Integrating ligand binding kinetics into screening using the IDBS Biobook™ Application

David Winpenny, Joanna Mulgrew, Paul Driscoll, Phillip Stanley. Pfizer Global Research and Development, Sandwich, Kent, United Kingdom.

Most in vitro assays performed during early stage drug discovery assume that the system is at equilibrium when measurements are taken. In many cases this is incorrect and can lead to errors in estimations of affinity and misinterpretation of observed differences in responses between compounds. Kinetic binding assays can mitigate some of these problems as the analysis makes no assumption of equilibrium. However, the integration of binding kinetics within an SAR generating programme requires a standardised workflow to cover compound ordering, processing, screening, analysis and reporting.

Data analysis and reporting is the biggest bottle neck in the process and to deal with this a bespoke analysis application was developed within IDBS E-Workbook package BioBook™. After data input the application models the kinetics of the tracer and subsequently the kinetics of the unlabelled test compounds, all fitted using global models with shared parameters. These parameters are reported automatically into corporate databases upon completion of the experiment. The time points, concentrations tested and plate layout are flexible and easily altered to suit user needs.

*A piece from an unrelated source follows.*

PR #1272, opened 2020-01-24
chore: regenerate schema types, use ctp project used for e2e tests

emmenko:
This should prevent having different ctp schemas when using different projects.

In order to test the process and application a 96 well kinetic filter binding assay was established for the muscarinic M3 receptor using 3H N-Methyl Scopolamine (NMS) as the tracer. For each time point three concentrations of tracer were used one of which was also tested in the presence of three concentrations of each test compound. In 20 mM HEPES pH 7.4 at room temperature. A range of compounds including four standards were tested and their kinetic parameters estimated.

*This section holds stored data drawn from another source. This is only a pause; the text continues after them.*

PR #1273, opened 2020-01-25
refactor(app-shell): migrate NavBar to TS

emmenko:
Base branch #1069 

This PR refactors the treacherous <NavBar> component to TS, while also migrating the components to use hooks.
At the end it wasn't that bad, I only had to accommodate a couple of things to make it work (which kind of makes sense, see inline comments).


packages/application-shell-connectors/src/components/application-context/application-context.tsx
```diff
@@ -94,7 +94,7 @@ export const mapProjectToApplicationContextProject = (
 };
 
 type TApplicationContextEnvironment = ApplicationWindow['app'];
-type TApplicationContext<AdditionalEnvironmentProperties extends {}> = {
+export type TApplicationContext<AdditionalEnvironmentProperties extends {}> = {
```
emmenko: Exporting so that it can be used from other packages

packages/application-shell-connectors/src/components/application-context/index.ts
```diff
@@ -1,8 +1,14 @@
...
+  ProviderProps,
+  TApplicationContext as ApplicationContext,
+} from './application-context';
 
 export type TProviderProps<
   AdditionalEnvironmentProperties extends {}
 > = ProviderProps<AdditionalEnvironmentProperties>;
+export type TApplicationContext<
+  AdditionalEnvironmentProperties extends {}
+> = ApplicationContext<AdditionalEnvironmentProperties>;
```
emmenko: As a reminder, because we're using babel with typescript, we need to re-export the type as an alias.

packages/application-shell/src/components/application-shell/application-shell.spec.js
```diff
@@ -654,14 +654,14 @@ describe('when clicking on navbar menu toggle', () => {
     await wait(() => {
       expect(window.localStorage.setItem).toHaveBeenCalledWith(
         STORAGE_KEYS.IS_FORCED_MENU_OPEN,
-        false
+        'false'
```
emmenko: The `localStorage.setItem` type signature expects a string

image

packages/application-shell/src/components/navbar/navbar.tsx
```diff
@@ -0,0 +1,667 @@
...
+  )
+    return null;
+
+  const permissionsWrapper =
+    (Array.isArray(props.permissions) && props.permissions.length > 0) ||
+    (Array.isArray(props.dataFences) && props.dataFences.length > 0) ? (
+      <RestrictedByPermissions
+        permissions={props.permissions}
+        actionRights={props.actionRights}
+        dataFences={props.dataFences}
```
emmenko: The `dataFence` value provided in the menu config contains the `type` field which is typed as a `string`

image

This is fine, however in the permissions package we used to expect a specific value like `store`. Now in the permissions package we don't have this hard constraint anymore, the `type` field is just a string.

packages/application-shell/src/components/navbar/navbar.tsx
```diff
@@ -0,0 +1,667 @@
...
+  const {
+    navBarNode,
+    isMenuOpen,
+    isExpanderVisible,
+    activeItemIndex,
+    handleToggleItem,
+    handleToggleMenu,
+    shouldCloseMenuFly,
+    allApplicationNavbarMenu,
+  } = useNavbarStateManager({
```
emmenko: All the hooks have been extracted into this single hook.

packages/permissions/src/utils/has-permissions.ts
```diff
@@ -245,15 +244,22 @@ const getHasDemandedDataFence = (
...
   demandedDataFenceGroup: string
 ) => {
   if (!actualDataFences) return null;
 
   if (demandedDataFenceType in actualDataFences) {
-    const actualDataFence = actualDataFences[demandedDataFenceType];
-    if (actualDataFence && demandedDataFenceGroup in actualDataFence) {
-      return actualDataFence[demandedDataFenceGroup];
+    switch (demandedDataFenceType) {
+      case 'store': {
```
emmenko: Just a consequence of making the `type` field a generic `string`.

@types-extensions/css.d.ts
```diff
@@ -0,0 +1,4 @@
+declare module '*.mod.css' {
```
tdeekens: Good start intro reviewing. Haha

packages/application-shell-connectors/src/components/application-context/application-context.tsx
tdeekens: While reading: we actually do verify that when using withApplicationContext, that what is passed as a generic for the return type is actually something that is available? Just curious/a  thought.

packages/application-shell/src/components/navbar/use-navbar-state-manager.ts
```diff
@@ -0,0 +1,197 @@
...
+type HookProps = {
+  environment: TApplicationContext<{}>['environment'];
+  DEV_ONLY__loadNavbarMenuConfig?: () => Promise<TApplicationsMenu['navBar']>;
+};
+
+const useNavbarStateManager = (props: HookProps) => {
+  const navBarNode = React.useRef<HTMLElement>(null);
+  const areProjectExtensionsEnabled = useFeatureToggle(PROJECT_EXTENSIONS);
+  const applicationsNavBarMenu = useApplicationsMenu<'navBar'>('navBar', {
+    queryOptions: {
```
tdeekens: These are the apollo options, right?

packages/application-shell/src/components/navbar/use-navbar-state-manager.ts
```diff
@@ -0,0 +1,197 @@
...
+    variables: {
+      target: GRAPHQL_TARGETS.SETTINGS_SERVICE,
+    },
+    fetchPolicy: 'cache-and-network',
+    onError: reportErrorToSentry,
+  });
+  const customAppsMenu =
+    projectExtensionsQuery &&
+    projectExtensionsQuery.projectExtension &&
+    projectExtensionsQuery.projectExtension.applications
```
tdeekens: I know it's an obvious question but can't TypeScript recently optionally chain into it?

packages/application-shell/src/components/navbar/use-navbar-state-manager.ts
```diff
@@ -0,0 +1,197 @@
...
+      // - if screen is small we close it
+      setIsMenuOpen(shouldOpen);
+      setIsExpanderVisible(true);
+    } else if (!isNil(isForcedMenuOpen) && isMenuOpen !== isForcedMenuOpen) {
+      // User has setting, we should use that and ignore the screen size.
+      // Note: if viewport size is small, we should ignore the user settings.
+      setIsMenuOpen(isForcedMenuOpen);
+      setIsExpanderVisible(true);
+    }
+  }, [isExpanderVisible, isMenuOpen, isForcedMenuOpen]);
```
tdeekens: This is still mad logic to me 😄. But it's good to move it over for now and then maybe partially redo the thing.

packages/permissions/src/components/authorized/authorized.tsx
```diff
@@ -13,11 +13,10 @@ type TDemandedActionRight = {
 };
 
 // Data fences
-type TDataFenceType = 'store';
 type TDemandedDataFence = {
   group: string;
   name: string;
-  type: TDataFenceType;
+  type: string;
```
tdeekens: Why did we have to change the type?

packages/application-shell/src/components/navbar/use-navbar-state-manager.ts
```diff
@@ -0,0 +1,197 @@
...
+  const isForcedMenuOpen =
+    typeof cachedIsForcedMenuOpen === 'string'
+      ? cachedIsForcedMenuOpen === 'true'
+      : null;
+
+  const [activeItemIndex, setActiveItemIndex] = React.useState<string | null>(
+    null
+  );
+  const [isExpanderVisible, setIsExpanderVisible] = React.useState(true);
+  const [isMenuOpen, setIsMenuOpen] = React.useState(false);
```
tdeekens: Not sure if I recall correctly but this is "just" a toggle right? Do we have more of these in app-kit so that we could add a `const {on, toggle, setOn, setOff} = useToggle()` maybe? Just ain idea...

packages/permissions/src/utils/has-permissions.ts
tdeekens: Can you say way you had to do that?

packages/application-shell/src/components/navbar/navbar.tsx
tdeekens: Got it. Disregard previous comment.

packages/application-shell/src/components/navbar/navbar.tsx
```diff
@@ -0,0 +1,667 @@
...
+        // Always check that some of the given permissions match.
+        shouldMatchSomePermissions={true}
+      >
+        {props.children}
+      </RestrictedByPermissions>
+    ) : (
+      <>{props.children}</>
+    );
+
+  if (props.featureToggle) {
```
tdeekens: Nit: could acutally be a useFeatureToggle and ternary, right?

packages/application-shell/src/components/navbar/navbar.tsx
```diff
@@ -0,0 +1,667 @@
...
+    handleToggleItem,
+    handleToggleMenu,
+    shouldCloseMenuFly,
+    allApplicationNavbarMenu,
+  } = useNavbarStateManager({
+    environment: props.environment,
+    DEV_ONLY__loadNavbarMenuConfig: props.DEV_ONLY__loadNavbarMenuConfig,
+  });
+  const disabledMenuItems = props.environment.disabledMenuItems;
+  const menuVisibilities = useApplicationContext(
```
tdeekens: It's not for this PR but those context accessors should often be `useMenuVisibilities` and build ontop of the application context but consumers don't care. We have sooo much code about this in the MC about languages and stuff. That simple wrappers could ease things and hide that detail.

packages/application-shell/src/components/navbar/navbar.tsx
```diff
@@ -0,0 +1,667 @@
...
+
+  const isMainMenuRouteActive = (link: string) => {
+    const match = matchPath(props.location.pathname, {
+      path: `/${props.projectKey}/${link}`,
+      exact: false,
+      strict: false,
+    });
+    return Boolean(match);
+  };
+  const renderLabel = (labelAllLocales: TLocalizedField[]) => {
```
tdeekens: This was like that right? Feels more like a component than a render prop.

packages/application-shell-connectors/src/components/application-context/application-context.tsx
emmenko: Hmm what do you mean? The `AdditionalEnvironmentProperties` part?

packages/application-shell/src/components/navbar/use-navbar-state-manager.ts
emmenko: Yep

packages/application-shell/src/components/navbar/use-navbar-state-manager.ts
emmenko: True, will change thanks :)

packages/application-shell/src/components/navbar/use-navbar-state-manager.ts
emmenko: Hmm yes and now...I refactored the 3 states into a reducer now, as I was noticing some flickering in some edge cases, probably because of having multiple "`setState`" calls.
I think a reducer in this case makes more sense, cause those 3 states are often updated together.

packages/application-shell/src/components/navbar/navbar.tsx
emmenko: That's tricky, cause the prop is optional, however the `useFeatureToggle` expects a flag value but because there is an early return in this component, declaring a conditional hook won't work. 🤷‍♂️

packages/application-shell/src/components/navbar/navbar.tsx
emmenko: Yeah, you're right: https://github.com/commercetools/merchant-center-application-kit/pull/1273/commits/ccf8cc5bea3ba9edff296057a6e49d7fe19e0be5

packages/application-shell/src/components/navbar/use-navbar-state-manager.ts
emmenko: https://github.com/commercetools/merchant-center-application-kit/pull/1273/commits/ccf8cc5bea3ba9edff296057a6e49d7fe19e0be5

emmenko:
@tdeekens thanks for the quick/initial review ❤️

packages/application-shell/src/components/navbar/use-navbar-state-manager.ts
tdeekens: Makes sense yes. I often start to think that there are more cases for useReducer than one initially thinks. After all, useState just builds on it.

packages/application-shell/src/components/navbar/use-navbar-state-manager.ts
emmenko: Mäh, we don't use the babel plugin yet.

image

Will keep it like this for now and look into enabling optional chaining in another PR.

packages/application-shell-connectors/src/components/application-context/application-context.tsx
tdeekens: Sort of. What I thought of isn’t possible though I think. I hoped that if we habe conext props and additional props. That whenever using some of them through a hook/hoc they are at least a subset of them.

packages/application-shell/src/components/navbar/navbar.tsx
```diff
@@ -0,0 +1,678 @@
...
+    </ul>
+  );
+};
+MenuGroup.displayName = 'MenuGroup';
+
+type MenuItemProps = {
+  hasSubmenu: boolean;
+  isActive: boolean;
+  isMenuOpen: boolean;
+  isBottomItem?: boolean;
```
dogayuksel: couldn't find the use for this prop.

packages/application-shell/src/components/navbar/navbar.tsx
```diff
@@ -0,0 +1,678 @@
...
+  </div>
+);
+MenuItemDivider.displayName = 'MenuItemDivider';
+
+// This component wraps `<RestrictedByPermissions>`
+// and the `<ToggleFeature>` components. However, it's necessary to have it as
+// the `<ToggleFeature>` wrapper should be rendered only if the `featureToggle`
+// prop is defined. This is because `<ToggleFeature>` will not render any
+// children if the flag is missing/not found.
+const hasMenuEveryMenuVisibilitySetToBeHidden = (
```
dogayuksel: maybe should be like `isEveryMenuVisibilitySetToHidden', i find it hard to understand.

tdeekens: Good point. I think that initial name is my bad :)

packages/application-shell/src/components/navbar/navbar.tsx
emmenko: Good catch, I'll remove it!

packages/application-shell/src/components/navbar/use-navbar-state-manager.ts
```diff
@@ -0,0 +1,248 @@
...
+              shouldRenderDivider: false,
+            };
+          })
+          .filter(nonNullable)
+      : [];
+  const cachedIsForcedMenuOpen = window.localStorage.getItem(
+    STORAGE_KEYS.IS_FORCED_MENU_OPEN
+  );
+  const isForcedMenuOpen =
+    typeof cachedIsForcedMenuOpen === 'string'
```
dogayuksel: `(method) Storage.getItem(key: string): string | null`

Seems like getItem either returns a string or null, string type check may be redundant.

Possibly can use: `cachedIsForcedMenuOpen === 'true' || null`

emmenko: True, will change it. thanks

emmenko:
@tdeekens @dogayuksel anything else from your side?

packages/application-shell/src/components/navbar/use-navbar-state-manager.ts
```diff
@@ -0,0 +1,245 @@
...
+  isExpanderVisible: boolean;
+  isMenuOpen: boolean;
+};
+type Action =
+  | { type: 'setActiveItemIndex'; payload: string }
+  | { type: 'unsetActiveItemIndex' }
+  | { type: 'setIsExpanderVisible' }
+  | { type: 'toggleIsMenuOpen' }
+  | { type: 'setIsMenuOpenAndMakeExpanderVisible'; payload: boolean }
+  | { type: 'reset' };
```
tdeekens: Nice way of avoiding the good old constants for actions.

packages/application-shell/src/components/navbar/use-navbar-state-manager.ts
```diff
@@ -0,0 +1,245 @@
...
+    STORAGE_KEYS.IS_FORCED_MENU_OPEN
+  );
+  const isForcedMenuOpen = cachedIsForcedMenuOpen === 'true' || null;
+
+  const [state, dispatch] = React.useReducer<
+    (prevState: State, action: Action) => State
+  >(reducer, initialState);
+
+  const checkSize = React.useCallback(
+    throttle(() => {
```
tdeekens: This is kind of like having a useThrottle, right? I wonder if having that would make more sense?

packages/permissions/src/utils/has-permissions.ts
tdeekens: 👋

packages/application-shell/src/components/application-shell/application-shell.spec.js
```diff
@@ -654,14 +654,14 @@ describe('when clicking on navbar menu toggle', () => {
...
     });
     fireEvent.click(button);
     await wait(() => {
       expect(window.localStorage.setItem).toHaveBeenCalledWith(
         STORAGE_KEYS.IS_FORCED_MENU_OPEN,
-        true
+        'true'
       );
     });
     // Check that the support link is rendered
```
tdeekens: Nice to do tests first and then change the impl.

packages/application-shell/src/components/navbar/use-navbar-state-manager.ts
emmenko: Actually the logic was correct as it was, I reverted the change here: https://github.com/commercetools/merchant-center-application-kit/pull/1273/commits/88b45d8d0cbac2cd9fb55a7b636097034dd120bb

The thing is, only in case the `getItem` returns a string, we should check for the boolean value, otherwise keep it `null`.

By doing `cachedIsForcedMenuOpen === 'true' || null`, we lose the `false` state.

dogayuksel: Sorry about this. It makes sense now, but very implicit.

tdeekens:
@emmenko https://github.com/commercetools/merchant-center-application-kit/pull/1273#discussion_r371396257 any insight to share here?

emmenko:
I thought I mentioned this already: https://github.com/commercetools/merchant-center-application-kit/pull/1273#discussion_r370955824

Or are you specifically referring to the switch-case?

tdeekens:
Ah okay. Didn't see it relating to that. Thanks!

pKDs were consistent with literature values (Dowling & Charlton 2006). For slow compounds, Koff <0.005, fitting failed if the concentrations and time course were insufficient to estimate equilibrium. This highlights the importance of choosing the correct concentrations and time course. The application has proven to be highly extensible and we are developing assays using repeated measurements from 96 and 384 well plates which will improve data quality and throughput, allowing the potential replacement of IC50 determination by kinetic KD estimation for certain assays.

Dowling, M. and Charlton, S. (2006). Br. J. Pharmacol. 148:927–937.